湯気が立ち上る蟹味噌小籠包1せいろのウォーターフットプリントは2296.95リットル、色鮮やかで魅力的な獅子頭(肉団子料理)のスープ煮1皿のウォーターフットプリントは1351.03リットル――南京大学環境学院の学生が手作りした、南京名物ウォーターフットプリント説明図がネット上で注目を集め、多くの人が転載しコメントを寄せている。

多くの人に知られているカーボンフットプリントと比べると、ウォーターフットプリントは新鮮な言葉だ。これは日常生活における公衆消費財及びサービスの過程で消費される目に見えない水を指す。ある料理のウォーターフットプリントを計算するには、食材の成長過程、調理の工程における水使用量、排水量をいずれも統計しなければならない。例えば牛乳をコップ1杯分生産するには、牧草の水やりから乳牛の水飲み、体洗い、体温下げ、輸送に至る過程において水を使う。この説明図を見た食通たちは、美食の裏側ではこれほど多くの水が使われていたのかと感嘆を漏らしている。

◆料理のウォーターフットプリントの計算方法は?

学生はまず南京のさまざまな料理を集めレシピを作り、それから肉料理、野菜料理、各種デザートに分類した。彼らはすべての料理に使われる食材の種類、用量、これらの料理の作り方の詳細な統計・整理を行った。食材のウォーターフットプリントをブルーウォーターフットプリント(地表水もしくは地下水の消費量)、グリーンウォーターフットプリント(雨水の消費量)、グレーウォーターフットプリント(汚染物を吸収し特定の水質基準を満たすため必要な淡水の量)に細分化した。動物類農産物、農作物、調味料などに分け、食材のウォーターフットプリントデータ集を作成した。具体的には牛と牛乳、豚、羊、鶏と鶏卵、アヒルとアヒルの卵、ガチョウ、魚、稲・とうもろこし、小麦・じゃがいも、ナッツ・香料など13種類に分かれた。

レシピを整理しデータを集めた上で、南京大学の学生はこれらの南京料理のウォーターフットプリントの計算を開始した。

研究によると、肉料理のウォーターフットプリントは野菜料理を遥かに上回り、牛・豚・鶏・アヒルのどの肉を使っても、1品のウォーターフットプリントはほぼ2000リットル前後となる。肉の原材料の他に、これらの料理は調味料及び香料を使わなければならないからだ。

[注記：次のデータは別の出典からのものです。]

Issue #72, opened 2018-06-06
Edit tab titles


carlosms:
Each tab should have an edit button that will allow to edit the displayed tab title.

smacker:
should the title be replaced by input on this button click or it should be a modal dialog?

carlosms:
This will be better answered by @ricardobaeta.
I think it makes sense to replace the current title with an input. Pressing enter or clicking outside of the input would confirm the new name, and pressing escape would cancel the edit.

smacker:
@ricardobaeta please provide your input here. I also think it's better to replace the current title with an input but I would like to hear a confirmation from you.

ricardobaeta:
@carlosms @smacker It makes sense yes. You have my ok.

PR #80, opened 2018-06-07
Persist history and open tabs

smacker:
Based on #79

- results changed from Map to regular Object to be able to serialize and deserialize it easily. Also, it will be easier to migrate to redux later (if we do that)
- result keys are [nanoid](https://github.com/ai/nanoid) now instead of integers (it's like uuid but the library is super small). We need it to avoid any possible problems with collision during reading state from localStorage


bzz:
One thing, and sorry that it was not clear before - it is part of the product requirements NOT to persist anything, but a history. That includes open tabs. Rationale given by Product team was - it will be possible to recover all tabs from the history.

I do not think that is optimal, but as it was a requirement, so do you think we could follow that?

frontend/src/App.js
```diff
@@ -40,34 +68,76 @@ FROM ( SELECT MONTH(committer_when) as month,
...
+    if (historyIdx >= 0) {
+      const status =
+        typeof result.response !== 'undefined' ? STATUS_SUCCESS : STATUS_ERROR;
+      const newHistory = [
+        ...history.slice(0, historyIdx),
+        {
+          ...history[historyIdx],
+          status,
+          errorMsg: result.errorMsg
+        },
```
bzz: Could you please help me understand, if a tab title gets persisted in the history?

frontend/src/App.js
```diff
@@ -40,34 +68,76 @@ FROM ( SELECT MONTH(committer_when) as month,
...
 
-    this.setState({ results: loadingResults });
+    this.setState({
+      results: loadingResults,
+      history: [
+        {
+          key,
+          sql,
+          datetime: new Date(),
+          status: STATUS_LOADING
```
bzz: Could you please help me understand, if a tab title and all the other fields from https://github.com/src-d/gitbase-playground/issues/71 get persisted in the history entities?

smacker:
@bzz when the requirement has changed? It was the opposite - keep open tabs (and use suspend feature) during all previous discussions I participated in.

frontend/src/App.js
smacker: a current title is sql and as you can see I persist it. We will have a separate field for the title in #72

bzz:
> when the requirement has changed? It was the opposite - keep open tabs (and use suspend feature) during all previous discussions I participated in.

I do not think they have changed, but they might have been communicated poorly :/
Sorry, I know, this can be frustrating.

As mentioned above: 
 - I agree, it makes to persist the tabs, but..
 - but we were explicitly requested by @mcuadros to persist only 1 piece of state - the history tab (with rationale mentioned above)

If that is something you personally strongly disagree with - we can try escalate this and discuss it again, esp in context of research that @ricardobaeta did [recently](https://docs.google.com/document/d/1Q2P2xYnLf8cjer2wRlP6asiKky_lNd1rObrWj1Bmir0/edit#heading=h.pgd0owi6ohb7) and possible changes that it might bring.

Meanwhile, to move forward with this I would suggest following the request.

smacker:
@bzz it's super weird. I definitely remember discussing saving open tabs and Maximo was there. Here is no need to hurry with this PR. Let's discuss it with product team before moving forward to avoid wasting the time of removing and reimplementing the feature again.

mcuadros:
@marnovo if everyone finds weird this, lets study this and design the UX for this.

marnovo:
@smacker @bzz thanks for bringing this to our attention!
Will discuss with @mcuadros and @ricardobaeta this week in light of the UX research results.

bzz:
Sounds good, thank you for update. As discussed today, let's keep this PR open until this is designed by Product team.

ricardobaeta:
@bzz @smacker @marnovo @mcuadros  

Thank you all for the time and effort you put in articulating on this, and sorry for jumping onboard just now.

If I'm understanding what's being discussed here, the issue to address relies upon:

#### User Journey

*A user goes to the playground, plays with it for a while and close the browser tab. Later on, he remembers about this awesome product and goes again to the playground, entering the URL in the browser.*

#### What UX behaviour to expect

**1)** He gets **exactly** what he had in the previous session

- The last typed query on the query input 
- The corresponding opened tab with the results
- All the other tabs he had
- The History tab with the queries history
- Saved queries [1](https://docs.google.com/document/d/1Q2P2xYnLf8cjer2wRlP6asiKky_lNd1rObrWj1Bmir0/edit#bookmark=id.gwk2u75mgqmt) & [2](https://docs.google.com/document/d/1Q2P2xYnLf8cjer2wRlP6asiKky_lNd1rObrWj1Bmir0/edit#bookmark=id.9yxtti7tp5ck)
-  Statistics [1](https://docs.google.com/document/d/1Q2P2xYnLf8cjer2wRlP6asiKky_lNd1rObrWj1Bmir0/edit#bookmark=id.jiybglzbuxll)

> he should be logged in

**2)** He gets the default new session with **some perks**

- The product's default initial state (default query & correspondent result)
- The History tab with the queries history, stored on the browser from his previous session

- - -

My take on this is that, until the time comes for us to cover power user needs, some kind of "my playground" as explained on **behaviour 1)**, we should stick with what we aimed to accomplish, ditto **behaviour 2)**, for at least two reasons:

1) There was no research findings about having persisting tabs
2) Stakeholders had shared vision upon *session perks*  

I totally believe on improving whilst building, and therefore I appreciated a lot your input Maxim, nonetheless I take responsibility for not making this clear earlier.

smacker:
@bzz @carlosms please take a look

frontend/src/App.js
```diff
@@ -14,6 +15,28 @@ import './App.less';
...
 const INACTIVE_TIMEOUT = 3600000;
 
+function persist(key, value) {
+  window.localStorage.setItem(key, JSON.stringify(value));
+}
+
+const dateFormat = /^\d{4}-\d{2}-\d{2}T\d{2}:\d{2}:\d{2}\.\d{3}Z$/;
+
+function jsonReviver(key, value) {
+  if (typeof value === 'string' && dateFormat.test(value)) {
```
carlosms: Since we are only storing history elements I think we could simplify the regexp to 
`if (key === 'datetime')`

smacker: In my opinion, it's better to have a common solution for datatime fields than relying on the particular structure of currently saved data.

PR #58, opened 2024-02-14
Event_mapper step2 + lambda_alerting pytest coverage

natmasslove:


aryna-yukhnevich (approved):
looks good to me, thank you!

tests/src/test_lambda_alerting.py
```diff
@@ -0,0 +1,325 @@
...
+    
+    event = get_glue_job_event(event_dyn_props_init, "RUNNING", "Job is running")
+
+    result = lambda_handler(event, {})
+
+    assert result["event_is_alertable"] == False, "Event shouldn't raise alert"
+    assert result["event_is_monitorable"] == False, "Event shouldn't be logged"
+    assert (
+        result["resource_type"] == resource_types.GLUE_JOBS
+    ), "Event should be monitorable"
```
vdektiarev, line 121: Not sure I understand the meaning of the comment. event_is_monitorable == False, however we comment that "Event should be monitorable", while it's just a resource type check.

vdektiarev (approved):

tests/src/test_lambda_alerting.py
natmasslove: Thanks!
That's a wicked power of copy-and-paste :)
Fixed

PR #59, opened 2024-02-14
check env variables 

aryna-yukhnevich:
check whether CDK current account and region are aligned with the values provided in the config file


natmasslove (approved):
👍

vdektiarev (approved):

PR #62, opened 2024-02-23
SQS type changed to FIFO

aryna-yukhnevich:
- SQS type changed to FIFO 
- content_based_deduplication enabled*. If we don't enable content-based deduplication and want to deduplicate messages, we would need to provide an explicit deduplication ID in our SendMessage() call. 
https://docs.aws.amazon.com/AWSSimpleQueueService/latest/SQSDeveloperGuide/FIFO-queues-moving.html

*taking into account that we send messages with unique message bodies

- MessageGroupId attribute added to SQSQueueSender. FIFO queue logic applies only per message group ID. Each message group ID represents a distinct ordered message group within an Amazon SQS queue. For each message group ID, all messages are sent and received in strict order. However, messages with different message group ID values might be sent and received out of order. There is no quota to the number of message groups within a FIFO queue.

https://docs.aws.amazon.com/AWSSimpleQueueService/latest/SQSDeveloperGuide/FIFO-queues-understanding-logic.html
https://docs.aws.amazon.com/AWSSimpleQueueService/latest/SQSDeveloperGuide/using-messagegroupid-property.html

- FIFO queue names must end in '.fifo'

image

### DIFF
--- a/infra_tooling_account/infra_tooling_account/infra_tooling_common_stack.py
+++ b/infra_tooling_account/infra_tooling_account/infra_tooling_common_stack.py
@@ -130,7 +130,7 @@ class InfraToolingCommonStack(Stack):
             export_name=AWSNaming.CfnOutput(self, "internal-error-topic-arn"),
         )
 
-    def create_timestream_db(self) -> (timestream.CfnDatabase, kms.Key):
+    def create_timestream_db(self) -> tuple[timestream.CfnDatabase, kms.Key]:
         """Creates Timestream database for events and metrics
 
         Returns:
--- a/infra_tooling_account/infra_tooling_account/infra_tooling_common_stack.py
+++ b/infra_tooling_account/infra_tooling_account/infra_tooling_common_stack.py
@@ -72,6 +72,8 @@ class InfraToolingCommonStack(Stack):
         notification_queue = sqs.Queue(
             self,
             "salmonNotificationQueue",
+            content_based_deduplication=True,
+            fifo=True,
             queue_name=AWSNaming.SQSQueue(self, "notification"),
             visibility_timeout=Duration.seconds(60),
         )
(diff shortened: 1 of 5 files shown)


natmasslove (approved):

infra_tooling_account/infra_tooling_account/infra_tooling_common_stack.py
```diff
@@ -67,11 +67,13 @@ def __init__(self, scope: Construct, construct_id: str, **kwargs) -> None:
             topic_name=AWSNaming.SNSTopic(self, "internal-error"),
         )
 
-        # Notification SQS Queue
+        # Notification FIFO SQS Queue
         # TODO: confirm visibility timeout
         notification_queue = sqs.Queue(
             self,
             "salmonNotificationQueue",
+            content_based_deduplication=True,
```
vdektiarev, line 75: As I can see, to achieve messages deduplication with _message_group_id_ only, each _message_group_id_ should be unique: https://docs.aws.amazon.com/AWSSimpleQueueService/latest/SQSDeveloperGuide/using-messagegroupid-property.html#avoding-processing-duplicates-in-multiple-producer-consumer-system

For FIFO queue it makes sense to have message grouping as in our case we don't really care about the ordering, but maybe it's also worth adding a unique **message deduplication ID** to the message to make sure there will be no duplicates regardless of _message_group_id_ ?

Reference: https://docs.aws.amazon.com/AWSSimpleQueueService/latest/SQSDeveloperGuide/using-messagededuplicationid-property.html

aryna-yukhnevich: yes, right. To achieve messages deduplication we can either provide a unique message deduplication ID for each sent message or enable content-based deduplication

例えばアヒルの蒸し煮の場合、アヒルの他にも塩、八角、桂皮、クミン、ソウズク、ライラック、生姜、ネギ、紹興酒、氷砂糖、白酢、油、スープの13種類を使う必要があるが、そのすべてがウォーターフットプリントを生む。

あっさりした味付けの調味料を使い、作り方がシンプルな肉料理はウォーターフットプリントが少なめだ。例えば50グラムの鶏卵でワケギとエビの茶碗蒸しを作るならば、ウォーターフットプリントは64.26リットルのみだ。

学生らはまた、デザートのウォーターフットプリントがそれほど多くないことに気づいた。200グラムのもち米で小豆と甘酒の白玉団子を作る場合のウォーターフットプリントは571.18リットルだが、500グラムのもち米で草だんごを作る場合は1194.67リットルとなる。これは中のあんこやごま油など、ウォーターフットプリントの多い原材料を多く用いるからだ。

◆科学的知識をいかに若い人に知ってもらうか?

南京大学環境学院の程明今さんはこの研究を行った初志について、「中国では近年、科学技術がハイペースで発展しているが、人々の科学の素養が追いついていない。この問題は水の科学普及分野にも見られる」と話した。

現在の水の科学普及において、「蛇口は使い終わったらすぐに閉める」「米研ぎ汁で皿を洗う」などが唱えられている。確かにそれは正しいのだが、内容を更新する必要がある。学生らは多くの人に南京料理のウォーターフットプリントを知ってもらうため、これらの無味乾燥なデータとグラフを創意あふれる作品に仕上げた。豚の成長過程、アヒルの蒸し煮のウォーターフットプリントなどのカラー図を手描きで作り、さらにショルダーバッグ、Tシャツ、包装袋、コースターなどを作った。

若者が好むやり方でややハードルの高い学術的な概念を広め、若い食通の心をつかんだ。ウォーターフットプリントを計算すると、数字として目視できるようになるので、今度水を浪費すると心理的プレッシャーを感じることになるだろう。(編集YF)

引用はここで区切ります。